Air India plans to restart Delhi-Moscow flight

At the moment, Air India operates a code-shared flight to Moscow with Aeroflot. Source: Alamy/Legion Media

At the moment, Air India operates a code-shared flight to Moscow with Aeroflot. Source: Alamy/Legion Media

India’s state-owned carrier will initially send Boeing 747s on the route to the Russian capital before using a Dreamliner.

India’s national carrier, Air India plans to restart its New Delhi-Moscow direct flights as soon as it gets the necessary approvals from Russian authorities, IANS reported this week. “Our team is already in Moscow to take the mandatory approvals for the first flight between Delhi-Moscow,” the news agency cited a senior Air India official as saying. “The approvals are expected shortly and services will start immediately afterwards.”
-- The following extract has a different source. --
PR #3355, opened 2019-07-11
Unpin dask

bjlittle:
This PR undoes the temporary workaround implemented by PR https://github.com/SciTools/iris/pull/3350, which pinned `dask<2`.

The official told IANS that the service will be started with the Boeing 747s due to climatic conditions and will be shifted to Boeing 787s as more of these aircraft are expected to join the fleet in the coming months.

At the moment, Air India operates a code-shared flight to Moscow with Aeroflot, but several passengers with tickets issued by the former have been denied boarding in the Russian capital on the return leg of their journeys. “This mostly happens because there is a quota of seats that Air India is allotted on each flight,” a travel industry source told RIR. “In these cases, the number of tickets issued by Air India either exceeds the quota or the airline just doesn’t inform Aeroflot,” the source who has dealt with several such incidents added. 

The only regular direct air connection between Russia and India is Aeroflot’s daily service connecting the national capitals. The Russian airliner stopped flying to Mumbai in 2008 and has not since restarted its service to India’s financial capital. Several Russian charter flights operate to Goa and Kerala in the tourist season.

Under the existing India-Russia air services agreement signed in 2006, designated carriers from both countries are allowed to operate 46 flights a week in both directions. Low-cost Indian carriers such as Spice Jet and Indigo want to take advantage of the existing agreement and operate to Moscow and major cities in the former Soviet Union. Sources tell RIR that such proposals are being shot down by the Indian Government, which is keen to prop up its loss-making national carrier.